- Origin: Tehran, Iran
- Genres: Pop
- Years active: 2006 - 2016
- Label: Avang Music
- Members: Khashayar Keivan Hamid
- Website: barobax.com

= Barobax =

Underground Iranian pop band

Barobax are an underground Iranian pop band with all three members (Khashayar Haghgoo, Keivan Haghgoo and Hamid Farouzmand) living in Tehran. They have an international following thanks to the Internet and Iranian satellite stations based outside Iran. Additionally, record labels such as Avang Music and M4 Records have distributed their music internationally.

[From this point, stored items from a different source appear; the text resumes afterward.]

Issue #5427, opened 2023-02-04
PHP: The documentation does not show the property type unless the @var tag is specified for the property in phpDoc


troizet:
### Apache NetBeans version

Apache NetBeans 16

### What happened

The documentation does not show the property type unless the `@var` tag is specified for the property in phpDoc.

### How to reproduce

 - write a code

```php
class newPHPClass {

  //The type is displayed here. 
  public string $test;  
    
  /**
   * The type is not displayed here. 
   */
  public string $test2;
  
  /**
   * The type is displayed here. 
   * @var string
   */
  public string $test3; 

}
```
- use autocomplete or `Ctrl + hover` to display the documentation.

### Did this work correctly in an earlier version?

No / Don't know

### Operating System

Ubuntu 20.04.5 LTS

### JDK

OpenJDK 64-Bit Server VM 11.0.17+8-post-Ubuntu-1ubuntu220.04

### Apache NetBeans packaging

Apache NetBeans binary zip

### Are you willing to submit a pull request?

No

### Code of Conduct

Yes

PR #5443, opened 2023-02-06
[GH-5427] PHP: Fix for displaying property type in documentation if @…

troizet:
What was done in this PR:
- fixed issue #5427
- new tests for fixed issue have been added

### DIFF
--- a/php/php.editor/src/org/netbeans/modules/php/editor/completion/DocRenderer.java
+++ b/php/php.editor/src/org/netbeans/modules/php/editor/completion/DocRenderer.java
@@ -439,8 +439,8 @@ final class DocRenderer {
                 }
             }
 
-            // field without phpdoc
-            if (phpDocBlock == null
+            // field without phpdoc or with but without @var tag
+            if ((phpDocBlock == null || !tagInTagsList(tags, PHPDocTag.Type.VAR))
                     && indexedElement instanceof FieldElement) {
                 FieldElement fieldElement = (FieldElement) indexedElement;
                 Set<TypeResolver> types = fieldElement.getInstanceTypes();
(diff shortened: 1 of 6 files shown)


matthiasblaesing (approved):
Looks sane to me.

matthiasblaesing:
@junichi11 could you also please have a look?

junichi11 (approved):
Thank you for your work!

junichi11:
@tmysik If there is no problem, let's merge it :) Thanks!

php/php.editor/src/org/netbeans/modules/php/editor/completion/DocRenderer.java
```diff
@@ -454,6 +454,20 @@ private void extractPHPDocBlock() {
                     others.toString()));
         }
 
+        private boolean tagInTagsList(List<PHPDocTag> tags, AnnotationParsedLine tagKind) {
```
tmysik, line 457: Likely not a problem here, but using a `Set` and simple lookup instead of `List` and iteration would be (much) better here. Would that be possible?

tmysik (approved):

tmysik:
A question added, let's wait for a while :) Then, let's make it. Thanks for this fix!

php/php.editor/src/org/netbeans/modules/php/editor/completion/DocRenderer.java
troizet: For the reason that I am a php developer, I know java only superficially :) Thanks for the tip. I will keep it in mind next time.

tmysik: OK, so maybe @junichi11 could try to improve it one day :)

troizet:
Thanks!

PR #5453, opened 2023-02-08
Wildfly server restart not possible

akronenw:
This PR fixes an issue with Wildfly servers. I noticed that, after successfully starting a Wildfly (JBoss) server, I was not able to restart or stop the instance in the `Services->Server->rightclick on server`-view. The respective menu items were grayed out, instead it was possible to start the server (although it was already running).
I investigated that and found out, that NetBeans did not take into account the port offset that can be specified in the `standalone.xml` server config file. Hence, in case a port offset is specified, NetBeans always checks against the wrong port and does not recognize a correctly started server.

What I did:
* I bundled hardcoded port numbers in a single place.
* I added a handler for port bindings from the config file, that also saves the port offset.
* When the server is set up, the config file is parsed and the offset added to the ports specified in the NetBeans server wizard.
* I refactored some code, mostly related to the files I touched anyway, hopefully not too much.

I tested this successfully on my machine, but I am not sure whether there are any side effects that I did not fathom.
Two things that I'd like to ask:
* Should NetBeans show a hint in the wizard when a port offset is detected, so the user knows the ports he enters are not the ones under which the running instance is reachable?
* While testing I got a bunch of warnings: `Parameter file was not normalized...` from `FileUtil#getFileObject`. After a clean build those warnings disappeared, they did not seem to do any harm. Why did that happen?

### DIFF
--- a/enterprise/j2eeserver/src/org/netbeans/modules/j2ee/deployment/common/api/SocketBinding.java
+++ b/enterprise/j2eeserver/src/org/netbeans/modules/j2ee/deployment/common/api/SocketBinding.java
@@ -1,0 +1,46 @@
+/*
+ * Licensed to the Apache Software Foundation (ASF) under one
+ * or more contributor license agreements.  See the NOTICE file
+ * distributed with this work for additional information
+ * regarding copyright ownership.  The ASF licenses this file
+ * to you under the Apache License, Version 2.0 (the
+ * "License"); you may not use this file except in compliance
+ * with the License.  You may obtain a copy of the License at
+ *
+ *   http://www.apache.org/licenses/LICENSE-2.0
+ *
+ * Unless required by applicable law or agreed to in writing,
+ * software distributed under the License is distributed on an
+ * "AS IS" BASIS, WITHOUT WARRANTIES OR CONDITIONS OF ANY
+ * KIND, either express or implied.  See the License for the
+ * specific language governing permissions and limitations
+ * under the License.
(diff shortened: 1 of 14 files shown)


mbien:
hi @akronenw, thanks for working on this!

> I refactored some code, mostly related to the files I touched anyway, hopefully not too much.

We usually try to avoid having cleanup and a bugfix in the same commit since it obfuscates the history esp when git blame is used. Would have been great if it would be kept separate here too - it makes review also easier.

akronenw:
Hello @mbien,
I understand. In the meantime I found out I solved this with too much effort, so I prepare a new PR and close this one. Sorry for the noise.
Alex

mbien:
@akronenw all good! Code cleanup in form of refactoring is perfectly fine btw, just keep it in a separate commit if possible and please avoid unnecessary formatting changes (e.g don't reformat whole files where you touched only a method).

Thanks a lot for fixing this issue!

akronenw:
@mbien just to be sure - I automatically type CMD-SHIFT-F for for code formatting before saving. Every missing or abundant whitespace etc is then added/removed in the file. Did I get you right, that such formatting should be avoided?

mbien:
@akronenw yes please don't do that :)

NetBeans' codebase is fairly old and has various styles. It is likely that formatting will create many changes which are just noise in the diff which makes git blame for example less useful.

You can format your own code of course since its new code.

PR #5455, opened 2023-02-09
use default javac release option for the NetBeans build

mbien:
follow up to #5122

attempt to remove project specific `javac.source/target/release` properties and sets them to `javac.default.release` in common.xml so that projects can still overwrite the default where required (example would be java/java.disco).

excluded some paths which use build-impl.xml instead of the NB infrastructure:
  - nbi/
  - webcommon/cordova/
  - java/java.j2seproject/copylibstask/
  - java/javawebstart/AntTasks/

full build is working locally and CV tests are green too (tested with JDK 19), ran only rudimentary manual tests.

this created an interesting problem I didn't anticipate:

NetBeans doesn't know anymore what javac level the projects have when they are opened. Have to find a fix for that.

but first lets see if a full test run is green.


jlahoda:
Sorry i misclicked and marked it as ready by accident.

mbien:
haha. looks like most tests except those few I ran locally is red. Going to take another look.

tbw777:
Which problem is fixed by?

neilcsmith-net:
> Which problems is fixed by this PR? Compile with new jdk can be done without change bytecode version.

Default bytecode / release version.

tbw777:
@neilcsmith-net 
No needed to change bytecode, only imports ))

neilcsmith-net:
@tbw777 that's off-topic to this PR.

mbien:
> Think we might have a little bit of work to do! smile I only searched for `javac.target`, so stupidly missed how many more modules just set `javac.source`! roll_eyes

the reason for that is because the custom javac ant task is mapping the properties in a non-standard way:
https://github.com/apache/netbeans/blob/master/nbbuild/antsrc/org/netbeans/nbbuild/CustomJavac.java#L68-L100

but we are getting there. The good thing is that all values are now basically the same.


i saw this in the log `The Java platform version 8 or higher was requested but only 1.8 is running.` This indicates that i clearly overlooked some usages of the target property. Because this sounds like a module system warning so the number must have made it into the manifest. https://github.com/apache/netbeans/blob/410710ec8669a6134b508d28136627e39cab8d27/platform/autoupdate.services/src/org/netbeans/modules/autoupdate/services/DependencyChecker.java#L116

I did set source/target to 1.8 for the current test run.

going to try to get the default release property in too so that we can use it for all the other javac calls, e.g
https://github.com/apache/netbeans/pull/3278/commits/bf8c26d91ea20cb7bf29b4510938f572f2202034

matthiasblaesing:
> > Think we might have a little bit of work to do! smile I only searched for `javac.target`, so stupidly missed how many more modules just set `javac.source`! roll_eyes
> 
> the reason for that is because the custom javac ant task is mapping the properties in a non-standard way: https://github.com/apache/netbeans/blob/master/nbbuild/antsrc/org/netbeans/nbbuild/CustomJavac.java#L68-L100

That is a n artifact of the NetBeans build itself, so the task is not set in stone and could be changed.

mbien:
lets try this first: https://github.com/apache/netbeans/pull/7188

PR #5463, opened 2023-02-10
Patterns normalization

tbw777:
java + xsd (separate commits)

Changes:

- [a-zA-Z0-9_] -> \w
- [0-9] -> \d
- [^\s] -> \S
- removed unnessasary escaping

BUILD SUCCESSFUL


BradWalker:
I have to say that regular expressions is definitely not my strong point. So I'm not inclined to review this, even if it is easy. Especially since a change, even if it is considered "simple" could possibly introduce a change in behavior.

Again, if it were me, I would  say to myself: "Self, do we have a problem here or are we changing this just to be technically pure?"

tbw777:
at your discretion

matthiasblaesing:
From the examples in the description I don't see a real benefit. Replacing explicit character groups with their symbol does not help readability or at least it highly depends on the location. A quick look at the code changes supports this. From a review perspective this a nightmare and from a benefit perspective I don't see it.

tbw777:
[8684e80](https://github.com/apache/netbeans/pull/5463/commits/8684e80daf35224eb23b0d420946196d84f0dc40)
Can we use this commit?

lkishalmi:
@tbw777 I've got a bit curious. Why are you doing these? What's your purpose with these kind of PRs?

Their album "Wag" was released in 2007. Filmed on location in Paris Café featuring Gamno, Barobax released Soosan Khanoom on January 16, 2010 which "inspired" the song featured in the Bollywood movie Agent Vinod - Pyaar ki Pungi by music director Pritam Chakraborty. Barobax filed a complaint of copyright infringement, however it was later withdrawn and an apology issued to Pritam Chakraborty with the statement "We do not want to get into any further legal issue and so we are withdrawing the case as we know that Mr. Pritam's lawyer is an expert in copyright laws and there will be strong criminal action otherwise made out against us...", some have suggested they were intimidated into withdrawing their complaint particularly due to the apologies wording though the matter appears settled for now.

==Name==
The name "Barobax" is a satirical reference to the pronunciation of the Persian bar-o-bach or bar-o-bacheha (بر و بچه‌ها, "guys" or "friends") by the wealthier uptown citizens of North Tehran. This was later shortened to barobach (بروبچ) by uptown residents of Tehran and spread to downtown. The band used the sarcastic imitation of slang pronunciation by downtown folks barobax.

==Songs==
Some of the inspiration for the lyrics of their earlier songs came from the lyrics of old Iranian children's songs that the band heard from others, in addition to those lyrics that they created and those from other songs that they changed.